Stored data
☆ ☆ ☆ ☆ ☆ ☆ ☆
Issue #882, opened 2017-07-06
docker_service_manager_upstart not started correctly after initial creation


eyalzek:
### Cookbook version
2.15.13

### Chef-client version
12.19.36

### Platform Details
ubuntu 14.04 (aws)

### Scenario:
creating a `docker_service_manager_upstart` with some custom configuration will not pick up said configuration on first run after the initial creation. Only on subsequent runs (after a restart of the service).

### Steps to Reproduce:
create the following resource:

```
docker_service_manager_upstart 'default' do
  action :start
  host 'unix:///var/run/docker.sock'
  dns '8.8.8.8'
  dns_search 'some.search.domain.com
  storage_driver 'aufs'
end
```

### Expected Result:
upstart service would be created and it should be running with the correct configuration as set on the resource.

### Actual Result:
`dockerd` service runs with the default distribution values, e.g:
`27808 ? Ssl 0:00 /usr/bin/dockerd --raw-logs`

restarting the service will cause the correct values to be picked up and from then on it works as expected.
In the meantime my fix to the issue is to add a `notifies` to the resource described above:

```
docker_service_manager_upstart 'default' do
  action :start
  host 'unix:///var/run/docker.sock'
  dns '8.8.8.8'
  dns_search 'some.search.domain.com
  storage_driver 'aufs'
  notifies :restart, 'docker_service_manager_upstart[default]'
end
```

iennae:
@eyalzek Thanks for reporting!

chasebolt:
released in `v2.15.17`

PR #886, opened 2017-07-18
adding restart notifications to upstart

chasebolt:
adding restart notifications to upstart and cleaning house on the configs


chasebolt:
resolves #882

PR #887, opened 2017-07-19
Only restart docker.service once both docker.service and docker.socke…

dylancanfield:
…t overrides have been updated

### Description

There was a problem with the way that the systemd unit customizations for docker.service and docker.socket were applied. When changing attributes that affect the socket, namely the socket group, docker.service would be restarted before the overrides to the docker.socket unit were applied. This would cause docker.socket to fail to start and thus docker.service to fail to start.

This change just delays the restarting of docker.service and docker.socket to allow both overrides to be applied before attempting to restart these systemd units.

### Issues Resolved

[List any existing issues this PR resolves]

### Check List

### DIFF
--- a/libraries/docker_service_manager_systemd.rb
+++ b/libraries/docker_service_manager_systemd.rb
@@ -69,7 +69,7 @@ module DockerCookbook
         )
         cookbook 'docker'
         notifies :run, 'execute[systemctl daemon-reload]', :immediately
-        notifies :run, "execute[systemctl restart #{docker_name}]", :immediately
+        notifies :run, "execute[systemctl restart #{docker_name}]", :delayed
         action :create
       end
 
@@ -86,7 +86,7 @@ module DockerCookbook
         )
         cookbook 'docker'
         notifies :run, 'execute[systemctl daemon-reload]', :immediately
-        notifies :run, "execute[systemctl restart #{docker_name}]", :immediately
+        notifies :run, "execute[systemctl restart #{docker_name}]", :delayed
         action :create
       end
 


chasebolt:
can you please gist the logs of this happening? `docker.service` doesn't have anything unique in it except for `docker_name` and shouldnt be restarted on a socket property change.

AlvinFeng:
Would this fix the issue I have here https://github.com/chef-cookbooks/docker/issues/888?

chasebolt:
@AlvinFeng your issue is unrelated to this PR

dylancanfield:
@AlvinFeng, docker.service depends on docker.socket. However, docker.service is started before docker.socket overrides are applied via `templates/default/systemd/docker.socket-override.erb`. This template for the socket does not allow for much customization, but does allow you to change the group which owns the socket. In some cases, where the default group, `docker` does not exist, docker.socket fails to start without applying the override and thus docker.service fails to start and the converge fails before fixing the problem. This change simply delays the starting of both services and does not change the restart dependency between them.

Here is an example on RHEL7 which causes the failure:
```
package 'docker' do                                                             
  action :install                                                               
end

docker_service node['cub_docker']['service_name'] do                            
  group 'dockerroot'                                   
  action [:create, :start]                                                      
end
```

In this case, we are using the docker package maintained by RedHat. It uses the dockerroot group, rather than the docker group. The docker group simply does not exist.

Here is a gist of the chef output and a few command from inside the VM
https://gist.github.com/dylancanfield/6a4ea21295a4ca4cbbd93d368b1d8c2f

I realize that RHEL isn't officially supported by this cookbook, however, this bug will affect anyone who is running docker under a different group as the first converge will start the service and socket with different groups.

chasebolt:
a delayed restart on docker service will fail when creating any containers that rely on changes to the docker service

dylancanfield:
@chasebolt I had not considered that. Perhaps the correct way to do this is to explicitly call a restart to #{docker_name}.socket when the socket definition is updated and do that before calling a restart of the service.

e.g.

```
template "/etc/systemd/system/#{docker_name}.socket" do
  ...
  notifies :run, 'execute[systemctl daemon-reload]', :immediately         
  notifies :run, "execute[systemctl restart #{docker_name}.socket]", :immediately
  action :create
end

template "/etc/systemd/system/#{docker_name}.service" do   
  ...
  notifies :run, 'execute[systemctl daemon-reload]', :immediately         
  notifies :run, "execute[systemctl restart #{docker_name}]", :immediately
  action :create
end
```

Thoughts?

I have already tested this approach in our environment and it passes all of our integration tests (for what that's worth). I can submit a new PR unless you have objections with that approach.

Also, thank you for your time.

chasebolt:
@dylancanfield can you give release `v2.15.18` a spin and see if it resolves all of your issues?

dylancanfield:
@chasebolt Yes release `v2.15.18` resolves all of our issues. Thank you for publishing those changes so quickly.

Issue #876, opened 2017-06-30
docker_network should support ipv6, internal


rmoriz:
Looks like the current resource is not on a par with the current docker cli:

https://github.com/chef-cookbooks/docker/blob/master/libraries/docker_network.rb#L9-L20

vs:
☆ ☆ ☆ ☆ ☆ ☆ ☆
Read the data above. Pull out each line in which the string "changes" appears.

a delayed restart on docker service will fail when creating any containers that rely on changes to the docker service
@chasebolt Yes release `v2.15.18` resolves all of our issues. Thank you for publishing those changes so quickly.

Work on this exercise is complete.